Additionally, we would like to reclarify that Figure 10 shows the comparison with alternative energy decomposition methods for partial inference in GFlowNets, i.e., alternative methods to predict the potential ϕθ(ss)\phi_{\theta}(s\rightarrow s') for GFlowNets. In our updated manuscript, we modify the description of corresponding ablation studies (last paragraph of Section 4.5) to better reflect this point!


Q1-2. Why not test other baselines for energy decompositions?

We do not conduct extensive comparisons between energy decomposition methods since (1) there are no prior studies about energy decomposition-based GFlowNets and (2) our main focus is first to show the effectiveness of energy decomposition in GFlowNets.
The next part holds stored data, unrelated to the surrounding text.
PR #630, opened 2026-05-23
bundle: cap raw TlogEntries length before per-entry parse

tonghuaroot:
Follow-up to #567 — moves the existing `maxAllowedTlogEntries = 32` cap earlier in the parse path so the bound is enforced on the raw decoded slice length before each entry is individually parsed.

Today the constant is consulted in `pkg/verify/tlog.go:VerifyTlogEntry`, which means `(*Bundle).TlogEntries()` (and the `validate()` call that runs during `Bundle.UnmarshalJSON`) iterate and call `tlog.ParseTransparencyLogEntry` for every element of `VerificationMaterial.TlogEntries` before the count check fires. Moving the check to the start of `TlogEntries()` keeps the cap intact and keeps the parse step's work proportional to the configured limit rather than to the bundle's declared entry count.

Also lifts the constant (and the analogous `maxAllowedTimestamps` cap) into a new `pkg/limits` package so `pkg/bundle/bundle.go` and `pkg/verify/{tlog,tsa}.go` reference the same source of truth. Values are unchanged (32 in both cases).

## Summary
- Add `pkg/limits` with exported `MaxAllowedTlogEntries` and `MaxAllowedTimestamps` (both 32, matching today's behavior).
- Add an early count check at the top of `(*Bundle).TlogEntries()` so the cap fires before the per-entry parse loop.
- Update `pkg/verify/tlog.go` and `pkg/verify/tsa.go` to reference the shared constants.
- Add a regression test in `pkg/bundle/bundle_test.go` asserting the early return surfaces the count-based error (entries are intentionally bare so per-entry parse would otherwise error first).

## Test plan
- [x] `go test ./pkg/bundle/... ./pkg/verify/... ./pkg/limits/...` — all existing tests pass; new `TestTlogEntriesCountCap` and `TestTlogEntriesCountAtCap` pass.
- [x] `go vet ./pkg/bundle/... ./pkg/verify/... ./pkg/limits/...` clean.
- [x] No public API change — the `pkg/verify` constants were unexported; the new shared constants are additive.

Notes for reviewers:
- This is intentionally a smaller, more focused change than #567: same direction on centralizing the constants that @kommendorkapten endorsed in that thread, without changing the cap value or adding new methods to `SignedEntity`.
- The bound here runs after `protojson.Unmarshal`, so it does not cap allocations during JSON decoding itself; callers should still enforce a bundle byte-size limit at ingestion (unchanged from current guidance).


internal/limits/limits.go
```diff
@@ -0,0 +1,29 @@
...
+// Package limits centralizes the per-bundle upper bounds that are shared
+// between the bundle parse path and the verify path. Keeping a single
+// source of truth avoids drift between the two layers and lets the parse
+// step short-circuit on counts that the verify step would later reject.
+package limits
+
+// MaxAllowedTlogEntries is the upper bound on the number of transparency
+// log entries a bundle may carry. The value matches the historical cap
+// enforced inside VerifyTlogEntry.
+const MaxAllowedTlogEntries = 32
```
Hayden-IO, line 21: As I mentioned in the other PR, these shouldn't be publicly exported values.

tonghuaroot: Good call — moved the package from `pkg/limits/` to `internal/limits/` in 463da5a. The constants remain uppercase since cross-package access requires it, but the `internal/` location keeps them off the public Go API surface so external importers cannot depend on them. The 4 import paths in `pkg/bundle/{bundle,bundle_test}.go` and `pkg/verify/{tlog,tsa}.go` were updated to point at the new path; `TestTlogEntriesCountCap` and `TestTlogEntriesCountAtCap` pass.

internal/limits/limits.go
```diff
@@ -0,0 +1,29 @@
...
+// distributed under the License is distributed on an "AS IS" BASIS,
+// WITHOUT WARRANTIES OR CONDITIONS OF ANY KIND, either express or implied.
+// See the License for the specific language governing permissions and
+// limitations under the License.
+
+// Package limits centralizes the per-bundle upper bounds that are shared
+// between the bundle parse path and the verify path. Keeping a single
+// source of truth avoids drift between the two layers and lets the parse
+// step short-circuit on counts that the verify step would later reject.
+package limits
```
Hayden-IO, line 17: This package comment doesn't need to describe this being a single source of truth.

internal/limits/limits.go
```diff
@@ -0,0 +1,29 @@
...
+
+// MaxAllowedTlogEntries is the upper bound on the number of transparency
+// log entries a bundle may carry. The value matches the historical cap
+// enforced inside VerifyTlogEntry.
```
Hayden-IO: This doesn't need to mention a "historical cap", same as below, as that isn't a meaningful description.

pkg/bundle/bundle.go
```diff
@@ -301,6 +302,16 @@ func (b *Bundle) TlogEntries() ([]*tlog.Entry, error) {
 		return nil, nil
 	}
 
+	// Bound the number of transparency log entries we will materialize
+	// before iterating and parsing each one. The same cap is later
+	// re-checked in pkg/verify, so enforcing it here keeps the parse
+	// step's work proportional to the configured limit instead of to
+	// the bundle's declared entry count.
```
Hayden-IO: Code is self-describing, not sure this needs a comment

pkg/bundle/bundle_test.go
```diff
@@ -1104,3 +1105,57 @@ func Test_BundleValidation(t *testing.T) {
 		})
 	}
 }
+
+func TestTlogEntriesCountCap(t *testing.T) {
+	// Build a slice of entries that exceeds the shared cap. The individual
```
Hayden-IO: The test code is self-describing, this comment isn't adding anything.

pkg/bundle/bundle_test.go
```diff
@@ -1104,3 +1105,57 @@ func Test_BundleValidation(t *testing.T) {
...
+	got, err := b.TlogEntries()
+	require.Error(t, err)
+	require.Nil(t, got)
+	require.Contains(t, err.Error(), "too many tlog entries")
+	require.Contains(t, err.Error(), fmt.Sprintf("%d", overLimit))
+	require.Contains(t, err.Error(), fmt.Sprintf("%d", limits.MaxAllowedTlogEntries))
+}
+
+func TestTlogEntriesCountAtCap(t *testing.T) {
+	// At exactly the cap the count check must not fire. The slice here
```
Hayden-IO: same here

Hayden-IO (changes requested):
Left some comments on the code comments. These comments are fairly typical for LLM output in that they are either not needed or overly descriptive, so please review that they are meaningful and in line with Go best practices.

tonghuaroot:
Thanks @Hayden-IO. Pushed [34db922](https://github.com/sigstore/sigstore-go/pull/630/commits/34db922) trimming the redundant comments per the five threads:

- `internal/limits/limits.go:19` — collapsed the package doc to one sentence; dropped the "single source of truth" framing.
- `internal/limits/limits.go:23` (and `:29`) — dropped the "matches the historical cap enforced inside Verify*" sentence on both constants.
- `pkg/bundle/bundle.go:309` — removed the five-line block above the count check; the conditional is self-describing.
- `pkg/bundle/bundle_test.go:1110` (TestTlogEntriesCountCap) and `:1139` (TestTlogEntriesCountAtCap) — removed the comment blocks at the top of each test.

`go vet` clean and the two regression tests still pass on the trimmed source.

Hayden-IO (approved):

kommendorkapten (approved):
Thanks!

PR #633, opened 2026-05-27
Prevent multi-log threshold bypasses via single compromised log

Hayden-IO:
A verifier configured with WithTransparencyLog(N>1) or WithSignedCertificateTimestamps(N>1) expected defense-in-depth against the compromise of a single log instance. However, threshold counting treated verified entries per-entry rather than per-log.

As a result, a single compromised transparency log could forge multiple entries with different indices, and a single compromised CT log could verify multiple times (either across multiple certificate chains or via multiple embedded SCTs), fully satisfying the multi-log threshold requirements and defeating the multi-log policy.

This change ensures that a threshold of N can only be satisfied by N independent logs by enforcing that each distinct transparency log and CT log identity counts as at most one witness towards threshold and observer timestamp policies.

### DIFF
--- a/pkg/verify/sct.go
+++ b/pkg/verify/sct.go
@@ -50,12 +50,16 @@ func VerifySignedCertificateTimestamp(chains [][]*x509.Certificate, threshold in
 		return err
 	}
 
-	verified := 0
+	verifiedLogs := make(map[string]bool)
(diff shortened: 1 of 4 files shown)


steiza (approved):
LGTM!

PR #627, opened 2026-05-14
Encode Rekor v2 DSSE envelopes as hashedrekord

codysoyland:
## Summary

Implements the encoding proposed in sigstore/architecture-docs#63 (rekor-v2-spec §6.1.4): on Rekor v2, DSSE envelopes are uploaded as a `hashedrekord` whose digest covers `Hash(PAE(payloadType, payload))`, where `Hash` is derived from the signing algorithm (ECDSA P-256 → SHA-256, P-384 → SHA-384, etc.; ed25519 must use ed25519ph).

On the verification side, the canonicalized Rekor entry body is now reconstructed from the bundle contents rather than relying on the body in the bundle.

Rekor v1 behavior is unchanged.

PR #635, opened 2026-05-28
Verify Rekor v2 inclusion using reconstructed leaf hash

codysoyland:
## Summary
- For Rekor v2 hashedrekord entries, reconstruct the entry hash from bundle
  contents (signature, certificate/key, digest) and verify inclusion against
  it, rather than relying on the CanonicalizedBody in the bundle.
- Non-hashedrekord entries (e.g. DSSE) fall back to the existing
  `VerifyLogEntry` path.
- Bumps `rekor-tiles/v2` to pick up `VerifyLogEntryWithHash` and
  `hashedrekord.ToEntryHash`.

Split from #627 per review feedback.


go.mod
```diff
@@ -1,6 +1,6 @@
 module github.com/sigstore/sigstore-go
 
-go 1.25.0
+go 1.25.1
```
Hayden-IO: If we can hold off merging for one day, I'm queueing up PRs to drop the dep that forced this upgrade.

pkg/verify/tlog.go
```diff
@@ -205,6 +227,81 @@ func VerifyTlogEntry(entity SignedEntity, trustedMaterial root.TrustedMaterial,
 	return verifiedTimestamps, nil
 }
 
+// reconstructV2EntryHash rebuilds a Rekor v2 hashedrekord entry hash from
+// bundle contents, so inclusion can be verified without trusting the
```
Hayden-IO: nit, I'd say without _relying_ on the canonicalized body, rather than _trusting_. We still did verify the canonicalized body, it was just a more complicated step.

pkg/verify/tlog.go
```diff
@@ -205,6 +227,81 @@ func VerifyTlogEntry(entity SignedEntity, trustedMaterial root.TrustedMaterial,
...
+	)
+	if leafCert := verificationContent.Certificate(); leafCert != nil {
+		pubKey = leafCert.PublicKey
+		verifierProto = &rekortilespb.Verifier{
+			Verifier: &rekortilespb.Verifier_X509Certificate{
+				X509Certificate: &protocommon.X509Certificate{RawBytes: leafCert.Raw},
+			},
+		}
+	} else if pkp := verificationContent.PublicKey(); pkp != nil {
+		v, err := trustedMaterial.PublicKeyVerifier(pkp.Hint())
```
Hayden-IO, line 246: To confirm, `verificationContent.PublicKey()` doesn't specify the public key since this is coming from the bundle, correct? Since we only have the hint, we have to look up the key in the trusted material?

Hayden-IO (commented):
thanks for splitting this up!

go.mod
Hayden-IO: https://github.com/sigstore/rekor-tiles/pull/807

pkg/verify/tlog.go
codysoyland: I agree that's better language 👍🏻

go.mod
codysoyland: I see that's merged. I can bump the pin but do you want to cut a release first?

pkg/verify/tlog.go
codysoyland: That's right, the actual public key is in the TrustedMaterial, not in the bundle.

go.mod
Hayden-IO: You can bump to the commit hash, will cut a release after a few more changes.

Hayden-IO (approved):

PR #646, opened 2026-06-15
Update workflows to use Actions network firewall

steiza:
#### Summary

So that we log the outbound network traffic that happens during builds!

We're doing a private preview of the Actions network firewall that logs all outbound network activity and uploads it as an Actions workflow artifact to the job. See for example https://github.com/steiza/sigstore-go/actions/runs/27418947268 (scroll down to "Artifacts").

I added github.com/sigstore to the feature flag so that it can use the private preview. If there are any issues, simply revert the `runs-on:` back to `ubuntu-latest`.

#### Release Note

Nevertheless, to further address your comment, we add an additional energy decomposition baseline by modifying a reward redistribution method in reinforcement learning [1] to decompose the energy for GFlowNets. In Figure 10 of our updated manuscript, one can see that our method still shows the most competitive performance.

If you provide information about an essential baseline, we would be happy to incorporate it!


Q2. Why not consider the other objectives beyond DB-based and subTB-based objectives?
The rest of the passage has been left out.